▸ Source information
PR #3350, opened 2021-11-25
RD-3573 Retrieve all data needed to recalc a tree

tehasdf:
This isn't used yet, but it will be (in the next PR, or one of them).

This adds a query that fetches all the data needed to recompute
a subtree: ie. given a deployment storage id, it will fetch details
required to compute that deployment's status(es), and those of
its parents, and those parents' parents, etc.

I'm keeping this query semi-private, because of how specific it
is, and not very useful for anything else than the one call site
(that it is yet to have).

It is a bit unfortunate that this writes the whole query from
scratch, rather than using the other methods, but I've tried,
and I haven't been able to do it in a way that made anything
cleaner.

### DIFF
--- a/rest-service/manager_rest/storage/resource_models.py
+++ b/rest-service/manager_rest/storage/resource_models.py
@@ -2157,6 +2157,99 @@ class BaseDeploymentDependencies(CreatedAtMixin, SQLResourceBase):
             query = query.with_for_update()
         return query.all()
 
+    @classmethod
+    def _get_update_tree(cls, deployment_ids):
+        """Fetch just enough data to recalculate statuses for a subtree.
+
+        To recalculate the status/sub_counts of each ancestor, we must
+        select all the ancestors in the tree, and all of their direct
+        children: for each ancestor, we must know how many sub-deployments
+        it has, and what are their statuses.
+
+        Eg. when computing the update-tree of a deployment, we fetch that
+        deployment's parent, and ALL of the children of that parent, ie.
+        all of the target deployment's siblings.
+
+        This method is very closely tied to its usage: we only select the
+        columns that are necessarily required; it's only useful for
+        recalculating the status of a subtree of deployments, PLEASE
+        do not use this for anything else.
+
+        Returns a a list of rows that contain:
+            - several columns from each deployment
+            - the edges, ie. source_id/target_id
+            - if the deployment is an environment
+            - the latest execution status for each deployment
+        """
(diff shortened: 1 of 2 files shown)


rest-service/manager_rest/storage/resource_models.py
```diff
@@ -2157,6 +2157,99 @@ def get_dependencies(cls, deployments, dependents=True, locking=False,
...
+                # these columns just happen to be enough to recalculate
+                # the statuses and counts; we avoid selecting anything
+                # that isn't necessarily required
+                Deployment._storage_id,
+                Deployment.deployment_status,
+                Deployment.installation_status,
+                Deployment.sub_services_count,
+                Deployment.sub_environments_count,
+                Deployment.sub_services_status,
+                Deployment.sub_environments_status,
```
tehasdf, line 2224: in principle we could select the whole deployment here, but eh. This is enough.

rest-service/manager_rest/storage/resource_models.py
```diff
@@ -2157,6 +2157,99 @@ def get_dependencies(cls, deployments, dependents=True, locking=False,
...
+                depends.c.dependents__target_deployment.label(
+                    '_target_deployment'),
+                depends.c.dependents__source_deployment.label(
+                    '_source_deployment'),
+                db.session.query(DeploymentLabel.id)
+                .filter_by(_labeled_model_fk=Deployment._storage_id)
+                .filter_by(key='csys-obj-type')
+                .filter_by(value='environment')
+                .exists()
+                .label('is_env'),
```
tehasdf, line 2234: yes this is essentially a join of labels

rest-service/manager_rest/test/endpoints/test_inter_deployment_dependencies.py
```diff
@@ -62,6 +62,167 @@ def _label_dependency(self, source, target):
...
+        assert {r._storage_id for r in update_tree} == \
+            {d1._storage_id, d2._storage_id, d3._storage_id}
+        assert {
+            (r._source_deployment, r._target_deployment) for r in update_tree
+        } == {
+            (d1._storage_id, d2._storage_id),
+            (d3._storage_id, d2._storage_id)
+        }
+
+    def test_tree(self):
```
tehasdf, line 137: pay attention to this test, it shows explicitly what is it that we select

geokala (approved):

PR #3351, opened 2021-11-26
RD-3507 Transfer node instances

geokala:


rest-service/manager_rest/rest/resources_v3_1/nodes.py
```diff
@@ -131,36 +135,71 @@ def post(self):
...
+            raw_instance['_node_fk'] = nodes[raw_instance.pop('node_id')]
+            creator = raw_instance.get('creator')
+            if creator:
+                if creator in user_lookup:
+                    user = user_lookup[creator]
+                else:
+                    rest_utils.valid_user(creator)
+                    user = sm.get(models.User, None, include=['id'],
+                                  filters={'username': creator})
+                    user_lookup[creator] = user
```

▸ Activity
Line by line, print the records above exactly as they stand.

▸ Reply to the task
PR #3350, opened 2021-11-25
RD-3573 Retrieve all data needed to recalc a tree

tehasdf:
This isn't used yet, but it will be (in the next PR, or one of them).

This adds a query that fetches all the data needed to recompute
a subtree: ie. given a deployment storage id, it will fetch details
required to compute that deployment's status(es), and those of
its parents, and those parents' parents, etc.

I'm keeping this query semi-private, because of how specific it
is, and not very useful for anything else than the one call site
(that it is yet to have).

It is a bit unfortunate that this writes the whole query from
scratch, rather than using the other methods, but I've tried,
and I haven't been able to do it in a way that made anything
cleaner.

### DIFF
--- a/rest-service/manager_rest/storage/resource_models.py
+++ b/rest-service/manager_rest/storage/resource_models.py
@@ -2157,6 +2157,99 @@ class BaseDeploymentDependencies(CreatedAtMixin, SQLResourceBase):
             query = query.with_for_update()
         return query.all()
 
+    @classmethod
+    def _get_update_tree(cls, deployment_ids):
+        """Fetch just enough data to recalculate statuses for a subtree.
+
+        To recalculate the status/sub_counts of each ancestor, we must
+        select all the ancestors in the tree, and all of their direct
+        children: for each ancestor, we must know how many sub-deployments
+        it has, and what are their statuses.
+
+        Eg. when computing the update-tree of a deployment, we fetch that
+        deployment's parent, and ALL of the children of that parent, ie.
+        all of the target deployment's siblings.
+
+        This method is very closely tied to its usage: we only select the
+        columns that are necessarily required; it's only useful for
+        recalculating the status of a subtree of deployments, PLEASE
+        do not use this for anything else.
+
+        Returns a a list of rows that contain:
+            - several columns from each deployment
+            - the edges, ie. source_id/target_id
+            - if the deployment is an environment
+            - the latest execution status for each deployment
+        """
(diff shortened: 1 of 2 files shown)


rest-service/manager_rest/storage/resource_models.py
```diff
@@ -2157,6 +2157,99 @@ def get_dependencies(cls, deployments, dependents=True, locking=False,
...
+                # these columns just happen to be enough to recalculate
+                # the statuses and counts; we avoid selecting anything
+                # that isn't necessarily required
+                Deployment._storage_id,
+                Deployment.deployment_status,
+                Deployment.installation_status,
+                Deployment.sub_services_count,
+                Deployment.sub_environments_count,
+                Deployment.sub_services_status,
+                Deployment.sub_environments_status,
```
tehasdf, line 2224: in principle we could select the whole deployment here, but eh. This is enough.

rest-service/manager_rest/storage/resource_models.py
```diff
@@ -2157,6 +2157,99 @@ def get_dependencies(cls, deployments, dependents=True, locking=False,
...
+                depends.c.dependents__target_deployment.label(
+                    '_target_deployment'),
+                depends.c.dependents__source_deployment.label(
+                    '_source_deployment'),
+                db.session.query(DeploymentLabel.id)
+                .filter_by(_labeled_model_fk=Deployment._storage_id)
+                .filter_by(key='csys-obj-type')
+                .filter_by(value='environment')
+                .exists()
+                .label('is_env'),
```
tehasdf, line 2234: yes this is essentially a join of labels

rest-service/manager_rest/test/endpoints/test_inter_deployment_dependencies.py
```diff
@@ -62,6 +62,167 @@ def _label_dependency(self, source, target):
...
+        assert {r._storage_id for r in update_tree} == \
+            {d1._storage_id, d2._storage_id, d3._storage_id}
+        assert {
+            (r._source_deployment, r._target_deployment) for r in update_tree
+        } == {
+            (d1._storage_id, d2._storage_id),
+            (d3._storage_id, d2._storage_id)
+        }
+
+    def test_tree(self):
```
tehasdf, line 137: pay attention to this test, it shows explicitly what is it that we select

geokala (approved):

PR #3351, opened 2021-11-26
RD-3507 Transfer node instances

geokala:


rest-service/manager_rest/rest/resources_v3_1/nodes.py
```diff
@@ -131,36 +135,71 @@ def post(self):
...
+            raw_instance['_node_fk'] = nodes[raw_instance.pop('node_id')]
+            creator = raw_instance.get('creator')
+            if creator:
+                if creator in user_lookup:
+                    user = user_lookup[creator]
+                else:
+                    rest_utils.valid_user(creator)
+                    user = sm.get(models.User, None, include=['id'],
+                                  filters={'username': creator})
+                    user_lookup[creator] = user
```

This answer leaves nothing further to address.